◆ WHAT YOU SHOULD DO ◆
Output the material exactly, with every line intact.

◆ EXTRACTED MATERIAL ◆
PR #2406, opened 2023-04-27
Update checkout and cache action

jontze:
This PR updates the checkout action to v3 As github started to deprecate nodev12 actions this change was done to update the checkout action to v3. There are no other breaking changes with the version bump beside of the drop of the support for node v12.

Further, the rust cache action was updated to v2. With v2 the action added support for multiple workspaces and different`target` directories. But as this repo doesn't used any inputs of the action, we're not affected by the breaking changes and can update the achtion to v2 without any adjustments.

https://github.com/Swatinem/rust-cache/blob/master/CHANGELOG.md#200

EDIT: I recognized that the `Pin time to 0.3.9` step of the  `MSRV` job is failing. But this seems to happen as well on `current` and not related to this PR.

### DIFF
--- a/.github/workflows/ci.yml
+++ b/.github/workflows/ci.yml
@@ -60,7 +60,7 @@ jobs:
 
     steps:
       - name: Checkout sources
-        uses: actions/checkout@v2
+        uses: actions/checkout@v3
 
       - name: Install toolchain
         run: |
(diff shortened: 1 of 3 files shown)


arqunis (approved):
Thanks!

◆ EXERCISE RESPONSE ◆
PR #2406, opened 2023-04-27
Update checkout and cache action

jontze:
This PR updates the checkout action to v3 As github started to deprecate nodev12 actions this change was done to update the checkout action to v3. There are no other breaking changes with the version bump beside of the drop of the support for node v12.

Further, the rust cache action was updated to v2. With v2 the action added support for multiple workspaces and different`target` directories. But as this repo doesn't used any inputs of the action, we're not affected by the breaking changes and can update the achtion to v2 without any adjustments.

https://github.com/Swatinem/rust-cache/blob/master/CHANGELOG.md#200

EDIT: I recognized that the `Pin time to 0.3.9` step of the  `MSRV` job is failing. But this seems to happen as well on `current` and not related to this PR.

### DIFF
--- a/.github/workflows/ci.yml
+++ b/.github/workflows/ci.yml
@@ -60,7 +60,7 @@ jobs:
 
     steps:
       - name: Checkout sources
-        uses: actions/checkout@v2
+        uses: actions/checkout@v3
 
       - name: Install toolchain
         run: |
(diff shortened: 1 of 3 files shown)


arqunis (approved):
Thanks!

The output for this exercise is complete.